DATASET RECORDS Start Marker

PR #880, opened 2020-10-27
feat(legend): add keyboard navigation

### LINKED ISSUE #613: Keyboard navigation for legend (beta)
A small a11y issue for tracking. Please see #300 for full context on a11y efforts. 

Introduce keyboard navigation for the legend which is within a canvas 

**Additional context**
In speaking with @myasonik, he has a fantastic demo that can be found here: https://codepen.io/myasonik/pen/abOLdoE

rshen91:
## Summary

Closes #613 
This PR adds keyboard navigation to the legend. Screen reader tested using VoiceOver on local mac to read the label and extra if relevant.
Nov-06-2020 12-23-47

### Checklist


rshen91:
There are vrts failing for small pixel amounts is it ok to update the stories @markov00 @nickofthyme ?

nickofthyme:
@rshen91 Sorry, yes. I would say it's always appropriate to update the vrt screenshots, then on the PR we can just review what changed in screenshot. Sometimes minor changes somehow create small pixel differences.

markov00 (commented):
Thanks Rachel, with just few changes to the code it looks great!
I'd like to note a few issues:
1) the focus style doesn't looks like the focus style used in EUI. Here I'd like to ask @miukimiu her opinion about that and if we need background + border in the same style as EUI
2) I've noticed an issue with the keyboard: if you enable the color picker with the keyboard we are not passing the focus to the color picker element. Moreover, as shown on the gif, tabbing to the legend item label with the color picker open and clicking on that label cause a crash on the chart
Nov-11-2020 14-46-13
3) Can you prepare a story that "pass" the focus to the color picker? I'm not sure if this is something that happens automatically or we should implement that through our code
4) if possible instead of updating all these screenshot, it could be better to fix the difference in the padding of the updated DOM structure
5) @myasonik I'd like your opinion on the area-labels and the role applied to the legend.

src/chart_types/xy_chart/renderer/canvas/xy_chart.tsx
```diff
@@ -166,6 +166,7 @@ class XYChartComponent extends React.Component<XYChartProps> {
           width,
           height,
         }}
+        tabIndex={0}
```
myasonik, line 169: Canvas doesn't seem to be intractable in any way via keyboard. Not sure why we need a tab stop here?

src/components/legend/color.tsx
```diff
@@ -37,10 +37,10 @@ export const Color = memo(
   forwardRef<HTMLDivElement, ColorProps>(({ color, isSeriesHidden = false, hasColorPicker, onClick }, ref) => {
     if (isSeriesHidden) {
       return (
-        <div className="echLegendItem__color" aria-label="series hidden" title="series hidden">
+        <button type="button" className="echLegendItem__color" aria-label="series hidden" title="series hidden">
```
myasonik, line 40: This button seems to have no action. Is that intended? Seems this text and the following button should be a single element so it'll read something like `Series hidden: ${seriesName}`

src/components/legend/color.tsx
```diff
@@ -49,16 +49,17 @@ export const Color = memo(
     });
 
     return (
-      <div
+      <button
+        type="button"
         onClick={hasColorPicker ? onClick : undefined}
```
myasonik, line 54: Similar to above, if there is no action, it shouldn't be a button.

src/components/legend/color.tsx
```diff
@@ -49,16 +49,17 @@ export const Color = memo(
...
         className={colorClasses}
-        aria-label="series color"
+        aria-label={hasColorPicker ? 'change series color' : 'series color'}
```
myasonik, line 56: We should also mention what the current color and buttons are assumed to be interactive so I think we can tweak this to something like:
```suggestion
        aria-label={`series color: ${colorName}`}
```

But putting this together with my comment above, we cannot leave an `aria-label` on a `div`. In that case, we should add the label to the `<svg>` of the icon.

src/components/legend/extra.tsx
```diff
@@ -30,7 +30,7 @@ export function renderExtra(extra: string | number, isSeriesHidden?: boolean) {
     'echLegendItem__extra--hidden': isSeriesHidden,
   });
   return (
-    <div className={extraClassNames} title={`${extra}`}>
+    <div className={extraClassNames} title={`${extra}`} aria-label={`${extra}`}>
```
myasonik, line 33: `aria-label` doesn't work on elements with no semantic value such as `div` or `span` (unless their role is also changed).

Also, this label just restates the inner text so there's really no need to add it. 

```suggestion
    <div className={extraClassNames} title={`${extra}`}>
```

src/components/legend/label.tsx
```diff
@@ -22,19 +22,37 @@ import React, { MouseEventHandler } from 'react';
...
 /**
  * Label component used to display text in legend item
  * @internal
  */
-export function Label({ label, onClick }: LabelProps) {
+export function Label({ label, extra, onClick }: LabelProps) {
   const labelClassNames = classNames('echLegendItem__label', {
     'echLegendItem__label--clickable': Boolean(onClick),
   });
+  const labelWithExtra = getExtra(label, extra);
```
myasonik, line 36: I dunno if we need to add this at all... The `extra` content seems to always be the next element so screen readers will read it next and it seems like it's never visually hidden either.

src/components/legend/legend.tsx
```diff
@@ -107,7 +107,7 @@ function LegendComponent(props: LegendStateProps & LegendDispatchProps) {
   return (
     <div className={legendClasses}>
       <div style={legendContainerStyle} className="echLegendListContainer">
-        <ul style={legendListStyle} className="echLegendList">
+        <ul style={legendListStyle} className="echLegendList" role="listbox">
```
myasonik, line 110: Why are we adding `role=listbox` here? 

`listbox` is the role given to `<select>` elements and has a lot of custom controls required to implement a custom one.

stories/legend/11_legend_actions.tsx
```diff
@@ -113,7 +114,7 @@ const getAction = (hideActions: boolean, anchorPosition: PopoverAnchorPosition):
       onClick={() => setPopoverOpen(!popoverOpen)}
     >
       <EuiIcon size="s" type="pencil" />
-    </div>
+    </button>
   );
 
   return (
```
myasonik, line 120: Can't leave a comment lower than this, but [`ownFocus`](https://elastic.github.io/eui/#/layout/popover#removing-the-focus-trap) needs to be added to this Popover otherwise there is no way for a keyboard user to realistically navigate into it.

myasonik (changes requested):

stories/legend/11_legend_actions.tsx
myasonik: This will fix the first half of 2 and 3 in the issues Marco left above

myasonik: EUI 30.3.0 changes the default of `ownFocus` to `true` so if y'all are good at staying up to date then this change might not be necessary.

src/components/legend/color.tsx
nickofthyme: Yeah this is just an icon here when `isSeriesHidden`, the legend label is the clickable element.

src/components/legend/color.tsx
nickofthyme: @myasonik this is actionable only when `hasColorPicker` is `true`. So you are saying just separate this for action and inactionable elements?

src/components/legend/color.tsx
nickofthyme: Yeah I think we just split this and have the actionable element say ```aria-label={`series color: ${colorName}`}``` and the actionable say ```aria-label={`change series color: ${colorName}`}```

src/components/legend/color.tsx
```diff
@@ -49,16 +49,17 @@ export const Color = memo(
     });
 
     return (
-      <div
+      <button
+        type="button"
```
nickofthyme, line 53: Also this should have a `tabIndex={0}` when `hasColorPicker` is false

```suggestion
        type="button"
        tabIndex={hasColorPicker ? undefined : 0}
        
```

nickofthyme (commented):
Looking good, just a few comments on top of @myasonik's

src/components/legend/color.tsx
myasonik: Yeah, exactly

src/components/legend/color.tsx
myasonik: > Also this should have a `tabIndex={0}` when `hasColorPicker` is false

Why's that? Won't it not have any action when `hasColorPicker == false`? If so, then it shouldn't be a `<button>` and it shouldn't be a tab stop (i.e., `tabIndex={0}`). If it does still have an action, then it should stay a `<button>` which doesn't need a `tabIndex` defined.

src/components/legend/color.tsx
```diff
@@ -34,32 +33,34 @@ interface ColorProps {
...
-  forwardRef<HTMLDivElement, ColorProps>(({ color, isSeriesHidden = false, hasColorPicker, onClick }, ref) => {
+  forwardRef<HTMLButtonElement, ColorProps>(({ color, isSeriesHidden = false, hasColorPicker, onClick }, ref) => {
     if (isSeriesHidden) {
       return (
-        <button type="button" className="echLegendItem__color" aria-label="series hidden" title="series hidden">
+        <div className="echLegendItem__color" title="series hidden">
           {/* changing the default viewBox for the eyeClosed icon to keep the same dimensions */}
-          <Icon type="eyeClosed" viewBox="-3 -3 22 22" />
-        </button>
+          <Icon type="eyeClosed" viewBox="-3 -3 22 22" aria-label="series color is hidden" />
```
myasonik, line 41: 🤔 It's not the "series color" that's hidden, it's the series itself, right?

I think this might be more clear? (But I'm also no wordsmith so would love to hear from others)

```suggestion
          <Icon type="eyeClosed" viewBox="-3 -3 22 22" aria-label="series ${seriesName} is hidden" />
```

Also, how does elastic-charts handle internationalization? We need to make sure these strings are i18n-able for Kibana.

src/components/legend/color.tsx
```diff
@@ -34,32 +33,34 @@ interface ColorProps {
...
+    if (hasColorPicker) {
+      return (
+        <button
+          type="button"
+          onClick={onClick}
+          className="echLegendItem__color--changable"
+          title="change series color"
+          ref={ref}
+        >
+          <Icon type="dot" color={color} aria-label="change series color" />
```
myasonik, line 55: Are names for these colors defined anywhere? Would be good to put that into the label. Worst case, even putting the hex code would be better than nothing... 

```suggestion
          <Icon type="dot" color={color} aria-label="change series color, currently ${colorName}" />
```

src/components/legend/color.tsx
```diff
@@ -34,32 +33,34 @@ interface ColorProps {
...
-        className={colorClasses}
-        aria-label={hasColorPicker ? 'change series color' : 'series color'}
-        title={hasColorPicker ? 'change series color' : 'series color'}
-      >
-        <div ref={ref}>
-          <Icon type="dot" color={color} />
-        </div>
-      </button>
+      <div className="echLegendItem__color" title="series color">
+        <Icon type="dot" color={color} aria-label={hasColorPicker ? 'change series color' : 'series color'} />
```
myasonik, line 62: Can remove the `aria-label` conditional, and would be good to add a color name here

```suggestion
        <Icon type="dot" color={color} aria-label={`series color: ${colorName}`} />
```

stories/legend/11_legend_actions.tsx
```diff
@@ -126,6 +126,7 @@ const getAction = (hideActions: boolean, anchorPosition: PopoverAnchorPosition):
       panelPaddingSize="none"
       withTitle
       anchorPosition={anchorPosition}
+      ownFocus
```
myasonik, line 129: One more popover below to add this too - line 142

rshen91: ah! Thank you

src/components/legend/color.tsx
markov00: Not at the moment, we have just a very limited set of strings at the moment, but one next step will be to add i18n support

src/components/legend/color.tsx
markov00: We don't have a naming mapping for the colors as these are actually passed to the charts by the consumer. A conversion from hex to actual name is out of the scope of the chart lib at the moment. Something like that can be built and shared across all kibana, a approximation mapping like the one provided by https://chir.ag/projects/name-that-color/#6195ED can be an interesting solution and can go into the same direction of the i18n

stories/legend/11_legend_actions.tsx
rshen91: Updated in f7e2f27

src/components/legend/color.tsx
rshen91: I think f7e2f27 is working as expected with your feedback, let me know what you think (and if I'm misunderstanding) when you have a chance. Thank you!

src/components/legend/_legend.scss
```diff
@@ -38,10 +37,17 @@
...
+
   .echLegendListContainer {
     @include euiYScrollWithShadows;
     width: 100%;
     overflow-y: auto;
-    overflow-x: hidden;
+  }
+
+  &:focus {
+    box-shadow: inset 0 0 0 $euiSizeXS / 4 $euiFocusRingColor;
```
miukimiu, line 51: Thanks, @rshen91 for introducing this keyboard navigation. It's a very good improvement! 🎉 

I tested this PR locally and I would suggest use our EUI variables and mixins to create the focus styles:

```suggestion
   @include euiFocusRing;
   background-color: $euiFocusBackgroundColor;
   border-radius: $euiBorderRadius / 2;
```

It will look like this:
Screenshot 2020-11-12 at 16 10 41

Screenshot 2020-11-12 at 16 18 06

I tested these for different examples like the **Legend - Color Picker** and it doesn't look good. It seems that the legends have different styles so the `euiFocusRing` doesn't surround the legend properly. Is it possible to fix this?

Screenshot 2020-11-12 at 16 11 41

miukimiu (changes requested):

stories/legend/11_legend_actions.tsx
nickofthyme, line 129: 👍

src/components/legend/_legend.scss
nickofthyme: @miukimiu Would the hover state change at all?

src/components/legend/color.tsx
myasonik: Then hex code is fine for now

src/components/legend/_legend.scss
rshen91: Thank you so much for the help- please see 5b842fe when you have a chance

src/components/legend/color.tsx
rshen91: Please see bc14508

src/components/legend/label.tsx
rshen91: When I tested with VoiceOver it wasn't saying the extra. Let me know if I should test differently - thank you

myasonik: It won't read it as part of the button when tabbing through the layout, but it's available when reading the list item. CTRL+OPTION+arrow keys lets you navigate forward and backward through content.

myasonik: Running through it with VO, one thing I found confusing is knowing what to expect this button to do. Instead of adding the extra content to the tail end of the label, what do you think about adding some instructions like "Activate to hide series in graph." (And swapping it to "Activate to show series in graph." when it's hidden.)

rshen91: Thank you for the clarification! Please see for edits in commit dc373e8

src/components/legend/label.tsx
```diff
@@ -22,19 +22,26 @@ import React, { MouseEventHandler } from 'react';
...
     'echLegendItem__label--clickable': Boolean(onClick),
   });
   return (
-    <div className={labelClassNames} title={label} onClick={onClick}>
+    <button
+      type="button"
+      className={labelClassNames}
+      title={label}
+      onClick={onClick}
+      aria-label={isSeriesHidden ? `Activate to show series in graph` : `Activate to hide series in graph`}
```
myasonik, line 42: `aria-label` replaces the contents of the button so we need to restate the `label` in here as well.

```suggestion
      aria-label={isSeriesHidden ? `${label}; Activate to show series in graph` : `${label}; Activate to hide series in graph`}
```

myasonik (approved):
Just the two `aria-label` changes left from me and this looks ready to ship on the a11y side! 🎉

src/components/legend/label.tsx
rshen91: Changed in dc373e8! Thanks!

miukimiu (approved):
Tested in Chrome, Edge, and Firefox.  I'm suggesting two small changes but all the rest looks good. 🎉

src/components/legend/_legend.scss
miukimiu: @nickofthyme I don't think we need to change the hover state for now.

src/components/legend/color.tsx
rshen91: Thank you for catching this - edited in 07eadda

src/components/legend/_legend.scss
```diff
@@ -42,6 +42,12 @@
...
     width: 100%;
     overflow-y: auto;
-    overflow-x: hidden;
+
+    :focus {
+      @include euiFocusRing;
+      background-color: $euiFocusBackgroundColor;
+      border-radius: $euiBorderRadius / 2;
+      margin-right: $euiSizeXS;
+    }
```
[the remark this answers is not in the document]
rshen91: 🙇‍♀️ thank you f751a99

src/components/legend/_legend_item.scss
```diff
@@ -31,6 +31,7 @@ $legendItemVerticalPadding: $echLegendRowGap / 2;
 
   &__color {
     margin-right: $euiSizeXS;
+    margin-left: $euiSizeXS;
```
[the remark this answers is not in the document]
rshen91: Thank you for the help! Commit f751a99 for changes

src/components/legend/_legend.scss
```diff
@@ -2,7 +2,7 @@
   &--top,
   &--bottom {
     .echLegendList {
-      display: grid;
+      display: flex;
```
nickofthyme, line 5: Why are we making this change? The display grid is used to spread the columns nicely that is not achievable with `flex`

nickofthyme (changes requested):

src/components/legend/_legend.scss
rshen91: thanks - edited in ef51a44

src/components/legend/color.tsx
markov00: @rshen91 can you fix the wording of this as suggested by Michael?

markov00 (changes requested):
Few points to address:
- the updated screenshot `integration/tests/__image_snapshots__/annotations-stories-test-ts-annotations-stories-rotation-rotation-negative-90-1-snap.png` is actually wrong: the Y axis is reversed, it should appear with the 4 on the top: https://elastic.github.io/elastic-charts/?path=/story/annotations-lines--single-bar-histogram&knob-debug=&knob-chartRotation=-90
- there is one missing thing that we should probably do internally: we should return the focus to the button that opened a color picker/modal on close. @myasonik is there any good practices for that that we can use?

src/components/legend/color.tsx
rshen91: Yes thank you good catch - please see ecc7797

rshen91:
Updated the annotation story in ecc7797 🤞

myasonik:
> there is one missing thing that we should probably do internally: we should return the focus to the button that opened a color picker/modal on close. @myasonik is there any good practices for that that we can use?

EUI usually tries to handle this for you but I think it's breaking because we chnage the button icon depending on what was set in the modal. Anyway, EUI expects that this doesn't work 100% of the time so there is an `closePopover` callback available on `EuiPopover` which you can use to manually call `.focus()` on a DOM element.

src/components/legend/_legend.scss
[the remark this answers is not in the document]
nickofthyme: @miukimiu Is there a way we could add a transparent border to this so there is no jump in height and width when the border is added?

Screen Recording 2020-11-17 at 12 53 PM

integration/page_objects/common.ts
```diff
@@ -347,6 +347,26 @@ class CommonPage {
...
+        animation-delay: -0.0001s !important;
+        animation-duration: 0s !important;
+        animation-play-state: paused !important;
+        caret-color: transparent !important;
+      };`;
+      const storyRoot = document.getElementById('#story-root');
+      if (storyRoot) {
+        storyRoot.appendChild(style);
+      }
+    });
```
nickofthyme, line 369: Rather than adding all the css here you could just add a class to the `#story-root` element. No need to fuss with creating a style tag and appending it to the dom.

```
const storyRoot = document.getElementById('story-root');
if (storyRoot) {
  storyRoot.classList.add('disable-animations')
}
```

> Sidenote: `getElementById` implies the type of selector so using `#` won't work

.storybook/style.scss
```diff
@@ -25,6 +25,18 @@ html {
...
+  // *::after,
+  // *::before,
+  // .echLegendItem {
+  //   transition-delay: 0s !important;
+  //   transition-duration: 0s !important;
+  //   animation-delay: -0.0001s !important;
+  //   animation-duration: 0s !important;
+  //   animation-play-state: paused !important;
+  //   caret-color: transparent !important;
+  // }
```
nickofthyme, line 39: By adding the class you can then do...

```scss
#story-root {
  .disable-animations {
    *,
    *::after,
    *::before{
      transition-delay: 0s !important;
      transition-duration: 0s !important;
      animation-delay: -0.0001s !important;
      animation-duration: 0s !important;
      animation-play-state: paused !important;
      caret-color: transparent !important;
    }
  }
}
```

rshen91:
jenkins test this please

rshen91:
@nickofthyme and @markov00 in 3631426 I added a workaround for the vrts that were failing in legend_stories and area_stories with disableAnimations(). Can you let me know your thoughts?

integration/page_objects/common.ts
```diff
@@ -460,6 +440,13 @@ class CommonPage {
     });
   }
 
+  async disableAnimations(url: string) {
+    await this.loadElementFromURL(url, '#story-root');
```
nickofthyme, line 444: This is a good thought. It must replace the `#story-root` after each navigation.

But as long as you use this in the `action` function you don't need to call `loadElementFromURL`.

```suggestion
```

integration/tests/area_stories.test.ts
```diff
@@ -64,27 +64,37 @@ describe('Area series stories', () => {
...
       );
     });
 
-    it('snows only positive values when hiding negative one', async () => {
-      const action = async () => await page.click('.echLegendItem:nth-child(2) .echLegendItem__label');
+    it('shows only positive values when hiding negative one', async () => {
+      const action = async () => {
+        await common.disableAnimations(
+          'http://localhost:9001/?path=/story/area-chart--with-negative-and-positive&knob-Y scale=log',
+        );
```
nickofthyme, line 82: No need to repeat the URL navigation again. The `disableAnimations` method can just be used as a helper functions in the `action`.

```suggestion
        await common.disableAnimations();
```

integration/tests/area_stories.test.ts
```diff
@@ -64,27 +64,37 @@ describe('Area series stories', () => {
...
       );
     });
 
-    it('snows only negative values when hiding positive one', async () => {
-      const action = async () => await page.click('.echLegendItem:nth-child(1) .echLegendItem__label');
+    it('shows only negative values when hiding positive one', async () => {
+      const action = async () => {
+        await common.disableAnimations(
+          'http://localhost:9001/?path=/story/area-chart--with-negative-and-positive&knob-Y scale=log',
+        );
```
nickofthyme, line 95: Same as above. Lmk if this don't work.

```suggestion
        await common.disableAnimations();
```

integration/tests/legend_stories.test.ts
```diff
@@ -93,6 +93,9 @@ describe('Legend stories', () => {
     });
   });
   describe('keyboard navigation', () => {
+    beforeEach(async () => {
+      await common.disableAnimations('http://localhost:9001/?path=/story/legend--right');
+    });
```
nickofthyme, line 98: Is this needed?

integration/tests/area_stories.test.ts
rshen91: It works! Thank you! Please see 5bdb611

integration/tests/legend_stories.test.ts
rshen91: Good call - totally not needed - removed in 5bdb611

integration/tests/area_stories.test.ts
rshen91: 🎉 Good point - please see 5bdb611

integration/page_objects/common.ts
```diff
@@ -383,6 +440,13 @@ class CommonPage {
     });
   }
 
+  async disableAnimations() {
+    // await this.loadElementFromURL(url, '#story-root');
```
markov00, line 444: remove this line

integration/tests/area_stories.test.ts
```diff
@@ -64,27 +64,35 @@ describe('Area series stories', () => {
...
         'http://localhost:9001/?path=/story/area-chart--with-negative-and-positive&knob-Y scale=log',
       );
     });
 
-    it('snows only positive values when hiding negative one', async () => {
-      const action = async () => await page.click('.echLegendItem:nth-child(2) .echLegendItem__label');
+    it('shows only positive values when hiding negative one', async () => {
+      const action = async () => {
+        await common.disableAnimations();
+        // 'http://localhost:9001/?path=/story/area-chart--with-negative-and-positive&knob-Y scale=log',
```
markov00, line 81: remove these commented URLs

markov00 (approved):
LGTM, tested locally and works perfectly.

integration/tests/area_stories.test.ts
rshen91: removed in 55f1628 thanks!

integration/page_objects/common.ts
rshen91: removed in 55f1628 thanks!

.storybook/style_test.scss
```diff
@@ -0,0 +1,76 @@
+@import '../node_modules/@elastic/eui/src/theme_light.scss';
```
nickofthyme, line 1: Doesn't look like you are using this file

integration/page_objects/common.ts
```diff
@@ -121,7 +131,7 @@ type ScreenshotElementAtUrlOptions = ScreenshotDOMElementOptions & {
   /**
    * any desired action to be performed after loading url, prior to screenshot
    */
-  action?: () => void | Promise<void>;
+  action?: () => void | Promise<void> | Iterable<unknown>;
```
nickofthyme, line 134: What is this for?

integration/page_objects/common.ts
```diff
@@ -17,6 +17,9 @@
  * under the License.
  */
 
+// eslint-disable-next-line eslint-comments/disable-enable-pair
+/* eslint-disable no-await-in-loop */
```
nickofthyme, line 21: Can you just disable the line not the whole file?

integration/page_objects/common.ts
```diff
@@ -261,6 +271,27 @@ class CommonPage {
...
+  /**
+   * Press keyboard keys
+   * @param count
+   * @param actionLabel
+   */
+  async pressKey(actionLabel: string, count: number) {
+    if (actionLabel === 'tab') {
+      let i = 0;
+      while (i < count) {
+        await page.keyboard.press('Tab');
```
nickofthyme, line 283:
```suggestion
        // eslint-disable-next-line no-await-in-loop
        await page.keyboard.press('Tab');
```

integration/page_objects/common.ts
```diff
@@ -261,6 +271,27 @@ class CommonPage {
...
+        i++;
+      }
+    } else if (actionLabel === 'enter') {
+      let i = 0;
+      while (i < count) {
+        await page.keyboard.press('Enter');
```
nickofthyme, line 289:
```suggestion
        // eslint-disable-next-line no-await-in-loop
        await page.keyboard.press('Enter');
```

integration/page_objects/common.ts
```diff
@@ -341,6 +372,32 @@ class CommonPage {
...
+   * @param options
+   */
+  async expectChartWithKeyboardEventsAtUrlToMatchScreenshot(
+    url: string,
+    keyboardEvents: KeyboardKeys,
+    options?: Omit<ScreenshotElementAtUrlOptions, 'action'>,
+  ) {
+    const action = async () => {
+      await this.disableAnimations();
+      await this.clickMouseRelativeToDOMElement({ top: 242, left: 910 }, this.chartSelector);
```
nickofthyme, line 388: This should be a generic method, why are there specific `top` and `left` values? Is the purpose of this to just click the element to the tap?

nickofthyme (changes requested):
The final result is SUPER clean and smooth, way to go!

I have a few nits about the vrt helper methods. Also, I wonder if we could move the mouse before the tab to show the focus state only and not the focused and hover state.

image

integration/page_objects/common.ts
rshen91: Yep! Just to make sure that storybook tabbing doesn't go down all the individual stories in the pane before reaching the iframe

integration/page_objects/common.ts
rshen91: Yep this makes sense - made changes in 02a06fe

nickofthyme (approved):

integration/page_objects/common.ts
rshen91: changed in a5acd93

.storybook/style_test.scss
rshen91: changed in a5acd93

DATASET RECORDS End Marker

### REQUIRED ACTION
Return, word for word, every line from the top of the entries down to the line that holds "1) the focus", both included.

### EXERCISE RESULT
PR #880, opened 2020-10-27
feat(legend): add keyboard navigation

### LINKED ISSUE #613: Keyboard navigation for legend (beta)
A small a11y issue for tracking. Please see #300 for full context on a11y efforts. 

Introduce keyboard navigation for the legend which is within a canvas 

**Additional context**
In speaking with @myasonik, he has a fantastic demo that can be found here: https://codepen.io/myasonik/pen/abOLdoE

rshen91:
## Summary

Closes #613 
This PR adds keyboard navigation to the legend. Screen reader tested using VoiceOver on local mac to read the label and extra if relevant.
Nov-06-2020 12-23-47

### Checklist


rshen91:
There are vrts failing for small pixel amounts is it ok to update the stories @markov00 @nickofthyme ?

nickofthyme:
@rshen91 Sorry, yes. I would say it's always appropriate to update the vrt screenshots, then on the PR we can just review what changed in screenshot. Sometimes minor changes somehow create small pixel differences.

markov00 (commented):
Thanks Rachel, with just few changes to the code it looks great!
I'd like to note a few issues:
1) the focus style doesn't looks like the focus style used in EUI. Here I'd like to ask @miukimiu her opinion about that and if we need background + border in the same style as EUI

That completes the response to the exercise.